The lines to be extracted run from the start of the listing through the line containing "### Feature motivation"; copy them exactly and nothing else.

----- Data provided

Issue #3712, opened 2025-09-14
Relax Element Trait constraints


skewballfox:
### Feature description

Somehow Relax the constraints for the Element trait to make it possible to define elements outside of burn-tensor

### Feature motivation

This came up primarily in #3608 in the process of trying to move complex element definitions to the crate `burn-complex`. The current major blocker is `ElementConversion`, ~~which has explicit function calls per primitive type~~ which relys on [`ToElement`](https://github.com/tracel-ai/burn/blob/dd2a02905ea4a29ce2100e432e49d63b365546ab/crates/burn-tensor/src/tensor/element/cast.rs#L18) which has explict calls per type. This made it impossible to define an Element outside of `burn-tensor`. `ElementComparison` I believe depends on `ElementConversion`.

This currently blocks implementing `basicOps` (and thus quite a few other traits) on anything outside of burn tensor if the underlying dtype is not one of the already defined and supported primitives.

### (Optional) Suggest a Solution

completely spitballing:
- remove the ElementConversion, ElementComparision constraint from element. Make the basic ops that require members of a new trait (maybe `InteropOps`? lol). Really just shuffles the problem around though.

----------

◆ **Reply to the exercise**:
Issue #3712, opened 2025-09-14
Relax Element Trait constraints


skewballfox:
### Feature description

Somehow Relax the constraints for the Element trait to make it possible to define elements outside of burn-tensor

### Feature motivation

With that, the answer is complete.